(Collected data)
---------------

PR #9445, opened 2025-03-01
Update install.sh

JE-lee:
scripts: fix soft link of ollama pointing error

### DIFF
--- a/scripts/install.sh
+++ b/scripts/install.sh
@@ -84,7 +84,7 @@ curl --fail --show-error --location --progress-bar \
     $SUDO tar -xzf - -C "$OLLAMA_INSTALL_DIR"
 if [ "$OLLAMA_INSTALL_DIR/bin/ollama" != "$BINDIR/ollama" ] ; then
     status "Making ollama accessible in the PATH in $BINDIR"
-    $SUDO ln -sf "$OLLAMA_INSTALL_DIR/ollama" "$BINDIR/ollama"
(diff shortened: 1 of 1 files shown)


flywiththetide:
### **Issue Diagnosis: Symbolic Link Not Working in `install.sh`**
It looks like the current install script is **not properly setting up the symbolic link** for Ollama. This can happen if:
1. The script does not have **proper permissions** to create the symlink.
2. The existing `ollama` binary is installed in a **non-standard directory**.
3. The symlink is **pointing to the wrong binary path**.

### **Manual Fix:**
If you need to fix this immediately, you can manually create the correct symbolic link:
```bash
sudo ln -sf /usr/local/bin/ollama /usr/bin/ollama
```
Or if using Homebrew:
```bash
brew link --overwrite ollama
```

### **Suggested Fix for `install.sh`**
The script should be updated to check for existing installations and properly handle symlink creation:

```bash
#!/bin/bash

# Detect existing installation paths
OLLAMA_BIN="/usr/local/bin/ollama"
TARGET_BIN="/usr/bin/ollama"

# Check if Ollama exists in the expected location
if [ -f "$OLLAMA_BIN" ]; then
    echo "Creating symlink for Ollama..."
    sudo ln -sf "$OLLAMA_BIN" "$TARGET_BIN"
else
    echo "Error: Ollama binary not found in $OLLAMA_BIN"
    exit 1
fi
```

### **Next Steps**
- Can you confirm which OS and package manager (Homebrew, APT, etc.) you’re using?
- Would you be open to testing this fix before it’s added to the installer?

Let me know if this helps!

PR #9456, opened 2025-03-02
docs: don't use self-closing tag for anchor element

remarkablemark:


BruceMacD (approved):
Thanks for noticing and fixing this

PR #9458, opened 2025-03-02
chore(cmd): add miss err return for stop cmd

googs1025:
add miss err return for stop cmd


BruceMacD (approved):
Thanks for catching this

PR #9481, opened 2025-03-03
fix(install.sh): update lib/ollama directory permissions

### LINKED ISSUE #9330: msg="llama runner terminated" error="exit status 2"
### What is the issue?

Image

Image

what should I do？

### Relevant log output

```shell

```

### OS

_No response_

### GPU

_No response_

### CPU

_No response_

### Ollama version

_No response_

### LINKED ISSUE #9466: Not able to run LLM model
### What is the issue?

Observing issue per below upon trying to run any model. OS in question is Ubuntu.  Tried to provide pull permission for the .so file in the path mentioned and also tried ownership as well, but still getting same error.

### Relevant log output

```shell
XXXX@XXXX:~# ollama run llama3.2
Error: llama runner process has terminated: error:status: Permission denied [/usr/local/lib/ollama/libggml-blas.so]
```

### OS

Linux

### GPU

Intel

### CPU

Intel

### Ollama version

0.5.12

mxyng:
this change explicitly creates the `lib/ollama` directory with the correct permissions. since the ollama release tarball does not contain the `lib/ollama` entry, it's implicitly created when extracting the archive. this can result in a base directory without other read/execute and prevent ollama from accessing the libraries store inside.

expand backend loading error handling to catch more problems and log them instead of panicking

resolves #9466 
resolves #9330


jmorganca (approved):

technovangelist:
its not always just about the permissions. ollama is trying to access files that aren't there

PR #9482, opened 2025-03-03
Update README.md

olumolu:
deepseek v3 added


BruceMacD:
Thanks for the contribution, gonna decline this one for now since we always fall behind keeping the README up to date versus just letting ollama.com/models be the source of truth.

PR #9485, opened 2025-03-04
server/internal/registry: take over pulls from server package

bmizerany:
This commit replaces the old pull implementation in the server package
with the new, faster, more robust pull implementation in the registry
package.

The new endpoint, and now the remove endpoint too, are behind the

---------------

WHAT YOU ARE ASKED TO DO:
Return every record above exactly as it appears.

TASK RESPONSE:
PR #9445, opened 2025-03-01
Update install.sh

JE-lee:
scripts: fix soft link of ollama pointing error

### DIFF
--- a/scripts/install.sh
+++ b/scripts/install.sh
@@ -84,7 +84,7 @@ curl --fail --show-error --location --progress-bar \
     $SUDO tar -xzf - -C "$OLLAMA_INSTALL_DIR"
 if [ "$OLLAMA_INSTALL_DIR/bin/ollama" != "$BINDIR/ollama" ] ; then
     status "Making ollama accessible in the PATH in $BINDIR"
-    $SUDO ln -sf "$OLLAMA_INSTALL_DIR/ollama" "$BINDIR/ollama"
(diff shortened: 1 of 1 files shown)


flywiththetide:
### **Issue Diagnosis: Symbolic Link Not Working in `install.sh`**
It looks like the current install script is **not properly setting up the symbolic link** for Ollama. This can happen if:
1. The script does not have **proper permissions** to create the symlink.
2. The existing `ollama` binary is installed in a **non-standard directory**.
3. The symlink is **pointing to the wrong binary path**.

### **Manual Fix:**
If you need to fix this immediately, you can manually create the correct symbolic link:
```bash
sudo ln -sf /usr/local/bin/ollama /usr/bin/ollama
```
Or if using Homebrew:
```bash
brew link --overwrite ollama
```

### **Suggested Fix for `install.sh`**
The script should be updated to check for existing installations and properly handle symlink creation:

```bash
#!/bin/bash

# Detect existing installation paths
OLLAMA_BIN="/usr/local/bin/ollama"
TARGET_BIN="/usr/bin/ollama"

# Check if Ollama exists in the expected location
if [ -f "$OLLAMA_BIN" ]; then
    echo "Creating symlink for Ollama..."
    sudo ln -sf "$OLLAMA_BIN" "$TARGET_BIN"
else
    echo "Error: Ollama binary not found in $OLLAMA_BIN"
    exit 1
fi
```

### **Next Steps**
- Can you confirm which OS and package manager (Homebrew, APT, etc.) you’re using?
- Would you be open to testing this fix before it’s added to the installer?

Let me know if this helps!

PR #9456, opened 2025-03-02
docs: don't use self-closing tag for anchor element

remarkablemark:


BruceMacD (approved):
Thanks for noticing and fixing this

PR #9458, opened 2025-03-02
chore(cmd): add miss err return for stop cmd

googs1025:
add miss err return for stop cmd


BruceMacD (approved):
Thanks for catching this

PR #9481, opened 2025-03-03
fix(install.sh): update lib/ollama directory permissions

### LINKED ISSUE #9330: msg="llama runner terminated" error="exit status 2"
### What is the issue?

Image

Image

what should I do？

### Relevant log output

```shell

```

### OS

_No response_

### GPU

_No response_

### CPU

_No response_

### Ollama version

_No response_

### LINKED ISSUE #9466: Not able to run LLM model
### What is the issue?

Observing issue per below upon trying to run any model. OS in question is Ubuntu.  Tried to provide pull permission for the .so file in the path mentioned and also tried ownership as well, but still getting same error.

### Relevant log output

```shell
XXXX@XXXX:~# ollama run llama3.2
Error: llama runner process has terminated: error:status: Permission denied [/usr/local/lib/ollama/libggml-blas.so]
```

### OS

Linux

### GPU

Intel

### CPU

Intel

### Ollama version

0.5.12

mxyng:
this change explicitly creates the `lib/ollama` directory with the correct permissions. since the ollama release tarball does not contain the `lib/ollama` entry, it's implicitly created when extracting the archive. this can result in a base directory without other read/execute and prevent ollama from accessing the libraries store inside.

expand backend loading error handling to catch more problems and log them instead of panicking

resolves #9466 
resolves #9330


jmorganca (approved):

technovangelist:
its not always just about the permissions. ollama is trying to access files that aren't there

PR #9482, opened 2025-03-03
Update README.md

olumolu:
deepseek v3 added


BruceMacD:
Thanks for the contribution, gonna decline this one for now since we always fall behind keeping the README up to date versus just letting ollama.com/models be the source of truth.

PR #9485, opened 2025-03-04
server/internal/registry: take over pulls from server package

bmizerany:
This commit replaces the old pull implementation in the server package
with the new, faster, more robust pull implementation in the registry
package.

The new endpoint, and now the remove endpoint too, are behind the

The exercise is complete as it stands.